What is required:
Print the data that follows exactly, leaving nothing out.

*** Source information Section Begins ***

PR #25, opened 2023-10-10
Handle cookies and login state

### LINKED ISSUE #22: Issue with new lemmy_client
@SleeplessOne1917 @dessalines 

i was unable to get the new lemmy client to make any successful request apart from the home page content (list_posts) on the server side only.

i noticed the home page content has been commented out completely so i assume this was a known issue.

i have left all the code there and only added some prototype code to add the authentication header.

SleeplessOne1917:
This fixes #22 (hopefully). It makes cookie management a little easier.

In addition, I'm using leptos_query to handle fetching the site state to track if someone is logged in. It should alow us to use a resource everywhere around the app without unnecessary refetches or more complicated to use contexts.

Some of the markup in the navbar was removed. I will put this back in before I merge, I just chopped a lot of stuff out to make it easier to manage showing login/logout.


dessalines:
Sounds good, just ping me when you're ready.

src/ui/components/common/nav.rs
```diff
@@ -1,213 +1,151 @@
...
+                    <li>
+                      <A href="/settings">{t!(i18n, nav.settings)}</A>
+                    </li>
+                    <li>
+                      <hr/>
+                    </li>
+                    <li>
+                      <ActionForm action=logout_action>
+                        <button type="submit">{t!(i18n, nav.logout)}</button>
+                      </ActionForm>
```
SleeplessOne1917, line 121: This button won't submit the form at all when in this details, so logging out is temporarily broken. I will clean this up in a future PR.

SleeplessOne1917:
@dessalines @jim-taylor-business While I'll be cleaning and refactoring this a bit more, the lion's share of the work is done.

Cargo.toml
```diff
@@ -28,25 +30,27 @@ gloo-net = { version = "0.4", features = ["http"] }
 log = "0.4"
 cfg-if = "1.0"
 tracing = "0.1"
-reqwest = { version = "0.11", features = ["json"] }
 getrandom = { version = "0.2", features = ["js"] }
-lemmy_api_common = { tag = "0.19.0-rc.1", git = "https://github.com/LemmyNet/lemmy.git", default-features = false }
+lemmy_api_common = { git = "https://github.com/LemmyNet/lemmy.git", branch = "main", default-features = false }
```
jim-taylor-business, line 34: the version tag was good for not getting every single update from lemmy which is nice for stability. was there something broken or missing from lemmy for you?

Cargo.toml
```diff
@@ -28,25 +30,27 @@ gloo-net = { version = "0.4", features = ["http"] }
...
 
+wasm-cookies = "0.2.1"
```
jim-taylor-business, line 36: i see you made this more specific than before, this would have been picked up by a cargo update of version "0.2"

is there a reason for being more specific?

src/config.rs
```diff
@@ -1 +1 @@
-pub const TEST_HOST: &str = "voyager.lemmy.ml";
+pub const TEST_HOST: &str = "localhost:8536";
```
jim-taylor-business, line 1: does this work with voyager? i am biassed as that is what i am currently using for testing :smile: 

would it be possible to specify protocol in this url (https) as i think that is required for this to work with voyager.

Cargo.toml
SleeplessOne1917: I was getting deserialization errors because the local_user on the site response had a field on it returned from the server that the current version of lemmy_api_common can't handle.

Cargo.toml
SleeplessOne1917: No. I can put it back to 0.2.

src/config.rs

*** Source information Section Ends ***

Result:
PR #25, opened 2023-10-10
Handle cookies and login state

### LINKED ISSUE #22: Issue with new lemmy_client
@SleeplessOne1917 @dessalines 

i was unable to get the new lemmy client to make any successful request apart from the home page content (list_posts) on the server side only.

i noticed the home page content has been commented out completely so i assume this was a known issue.

i have left all the code there and only added some prototype code to add the authentication header.

SleeplessOne1917:
This fixes #22 (hopefully). It makes cookie management a little easier.

In addition, I'm using leptos_query to handle fetching the site state to track if someone is logged in. It should alow us to use a resource everywhere around the app without unnecessary refetches or more complicated to use contexts.

Some of the markup in the navbar was removed. I will put this back in before I merge, I just chopped a lot of stuff out to make it easier to manage showing login/logout.


dessalines:
Sounds good, just ping me when you're ready.

src/ui/components/common/nav.rs
```diff
@@ -1,213 +1,151 @@
...
+                    <li>
+                      <A href="/settings">{t!(i18n, nav.settings)}</A>
+                    </li>
+                    <li>
+                      <hr/>
+                    </li>
+                    <li>
+                      <ActionForm action=logout_action>
+                        <button type="submit">{t!(i18n, nav.logout)}</button>
+                      </ActionForm>
```
SleeplessOne1917, line 121: This button won't submit the form at all when in this details, so logging out is temporarily broken. I will clean this up in a future PR.

SleeplessOne1917:
@dessalines @jim-taylor-business While I'll be cleaning and refactoring this a bit more, the lion's share of the work is done.

Cargo.toml
```diff
@@ -28,25 +30,27 @@ gloo-net = { version = "0.4", features = ["http"] }
 log = "0.4"
 cfg-if = "1.0"
 tracing = "0.1"
-reqwest = { version = "0.11", features = ["json"] }
 getrandom = { version = "0.2", features = ["js"] }
-lemmy_api_common = { tag = "0.19.0-rc.1", git = "https://github.com/LemmyNet/lemmy.git", default-features = false }
+lemmy_api_common = { git = "https://github.com/LemmyNet/lemmy.git", branch = "main", default-features = false }
```
jim-taylor-business, line 34: the version tag was good for not getting every single update from lemmy which is nice for stability. was there something broken or missing from lemmy for you?

Cargo.toml
```diff
@@ -28,25 +30,27 @@ gloo-net = { version = "0.4", features = ["http"] }
...
 
+wasm-cookies = "0.2.1"
```
jim-taylor-business, line 36: i see you made this more specific than before, this would have been picked up by a cargo update of version "0.2"

is there a reason for being more specific?

src/config.rs
```diff
@@ -1 +1 @@
-pub const TEST_HOST: &str = "voyager.lemmy.ml";
+pub const TEST_HOST: &str = "localhost:8536";
```
jim-taylor-business, line 1: does this work with voyager? i am biassed as that is what i am currently using for testing :smile: 

would it be possible to specify protocol in this url (https) as i think that is required for this to work with voyager.

Cargo.toml
SleeplessOne1917: I was getting deserialization errors because the local_user on the site response had a field on it returned from the server that the current version of lemmy_api_common can't handle.

Cargo.toml
SleeplessOne1917: No. I can put it back to 0.2.

src/config.rs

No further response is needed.